Work required:
Could you give the number of lines in the entries below that contain the word "parallel"? Only the number is wanted.

Dataset entries:
▬▬▬

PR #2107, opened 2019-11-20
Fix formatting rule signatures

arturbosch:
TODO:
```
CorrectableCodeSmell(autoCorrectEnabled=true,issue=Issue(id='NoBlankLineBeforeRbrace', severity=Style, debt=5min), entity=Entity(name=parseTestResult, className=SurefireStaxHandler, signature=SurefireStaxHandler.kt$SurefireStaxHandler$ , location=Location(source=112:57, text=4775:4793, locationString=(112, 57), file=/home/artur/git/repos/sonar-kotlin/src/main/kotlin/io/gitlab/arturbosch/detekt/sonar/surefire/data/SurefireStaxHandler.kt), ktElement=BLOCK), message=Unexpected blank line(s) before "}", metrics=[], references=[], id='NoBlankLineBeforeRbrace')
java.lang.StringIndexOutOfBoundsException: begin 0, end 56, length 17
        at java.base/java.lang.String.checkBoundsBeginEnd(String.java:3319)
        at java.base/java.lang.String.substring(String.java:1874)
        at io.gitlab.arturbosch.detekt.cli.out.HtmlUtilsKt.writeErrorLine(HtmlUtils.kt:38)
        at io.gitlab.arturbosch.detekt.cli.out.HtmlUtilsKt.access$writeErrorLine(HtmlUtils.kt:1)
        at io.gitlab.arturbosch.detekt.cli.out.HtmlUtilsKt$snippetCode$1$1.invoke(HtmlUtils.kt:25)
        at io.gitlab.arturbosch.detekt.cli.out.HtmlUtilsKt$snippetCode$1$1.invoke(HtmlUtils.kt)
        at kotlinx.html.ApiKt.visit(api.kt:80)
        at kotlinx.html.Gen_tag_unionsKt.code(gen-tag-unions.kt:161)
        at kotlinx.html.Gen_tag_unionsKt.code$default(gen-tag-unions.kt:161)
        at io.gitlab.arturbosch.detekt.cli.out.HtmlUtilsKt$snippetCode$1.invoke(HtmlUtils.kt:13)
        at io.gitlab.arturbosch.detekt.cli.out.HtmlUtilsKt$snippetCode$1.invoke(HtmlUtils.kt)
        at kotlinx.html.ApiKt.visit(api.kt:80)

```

▬▬▬

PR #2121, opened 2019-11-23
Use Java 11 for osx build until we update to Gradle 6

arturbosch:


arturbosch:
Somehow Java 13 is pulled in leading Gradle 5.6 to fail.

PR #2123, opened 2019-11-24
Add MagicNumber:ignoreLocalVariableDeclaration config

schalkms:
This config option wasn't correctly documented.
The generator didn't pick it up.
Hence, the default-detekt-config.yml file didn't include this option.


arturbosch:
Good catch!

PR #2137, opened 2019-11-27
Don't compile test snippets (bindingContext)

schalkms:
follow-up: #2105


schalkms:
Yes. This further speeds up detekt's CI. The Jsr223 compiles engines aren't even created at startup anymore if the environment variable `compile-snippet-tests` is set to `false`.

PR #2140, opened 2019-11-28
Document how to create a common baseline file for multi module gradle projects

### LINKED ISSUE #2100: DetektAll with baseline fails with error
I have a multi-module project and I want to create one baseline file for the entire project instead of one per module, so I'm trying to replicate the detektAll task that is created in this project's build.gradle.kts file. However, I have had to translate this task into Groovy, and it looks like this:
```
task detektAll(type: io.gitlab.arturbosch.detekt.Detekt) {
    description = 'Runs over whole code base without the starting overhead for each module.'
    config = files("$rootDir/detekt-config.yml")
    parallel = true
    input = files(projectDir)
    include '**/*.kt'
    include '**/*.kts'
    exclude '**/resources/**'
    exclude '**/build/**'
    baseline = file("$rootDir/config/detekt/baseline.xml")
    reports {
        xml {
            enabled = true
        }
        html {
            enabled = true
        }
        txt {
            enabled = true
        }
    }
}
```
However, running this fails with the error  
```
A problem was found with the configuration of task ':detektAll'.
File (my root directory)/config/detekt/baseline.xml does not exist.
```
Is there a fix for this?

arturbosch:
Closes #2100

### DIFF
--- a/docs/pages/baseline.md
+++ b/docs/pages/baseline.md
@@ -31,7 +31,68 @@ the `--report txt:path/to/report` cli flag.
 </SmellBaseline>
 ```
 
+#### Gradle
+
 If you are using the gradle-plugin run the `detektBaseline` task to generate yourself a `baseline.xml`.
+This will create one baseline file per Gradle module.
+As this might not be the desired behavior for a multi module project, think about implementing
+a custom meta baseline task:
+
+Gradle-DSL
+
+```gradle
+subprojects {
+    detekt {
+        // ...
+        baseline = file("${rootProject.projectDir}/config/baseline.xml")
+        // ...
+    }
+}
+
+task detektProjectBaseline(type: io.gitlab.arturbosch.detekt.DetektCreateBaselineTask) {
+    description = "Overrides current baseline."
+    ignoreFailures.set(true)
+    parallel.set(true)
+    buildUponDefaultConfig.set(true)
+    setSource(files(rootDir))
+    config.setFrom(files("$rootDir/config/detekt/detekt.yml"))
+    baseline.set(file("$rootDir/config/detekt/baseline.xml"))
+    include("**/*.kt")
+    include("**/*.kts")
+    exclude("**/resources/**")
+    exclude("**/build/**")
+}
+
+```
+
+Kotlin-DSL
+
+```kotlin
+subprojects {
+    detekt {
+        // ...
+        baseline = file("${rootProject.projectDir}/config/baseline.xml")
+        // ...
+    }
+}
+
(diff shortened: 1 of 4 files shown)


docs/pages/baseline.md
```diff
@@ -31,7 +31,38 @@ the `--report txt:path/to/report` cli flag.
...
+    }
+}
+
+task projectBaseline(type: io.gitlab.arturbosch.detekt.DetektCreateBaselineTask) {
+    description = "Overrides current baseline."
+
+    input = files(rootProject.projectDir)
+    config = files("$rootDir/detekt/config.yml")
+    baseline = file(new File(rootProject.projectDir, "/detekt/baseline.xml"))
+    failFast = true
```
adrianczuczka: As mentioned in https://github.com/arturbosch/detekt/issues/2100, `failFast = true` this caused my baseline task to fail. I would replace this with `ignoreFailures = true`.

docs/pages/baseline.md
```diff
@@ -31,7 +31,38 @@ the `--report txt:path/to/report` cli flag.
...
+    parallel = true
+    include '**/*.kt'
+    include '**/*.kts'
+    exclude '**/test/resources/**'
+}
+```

▬▬▬

Expected output:
3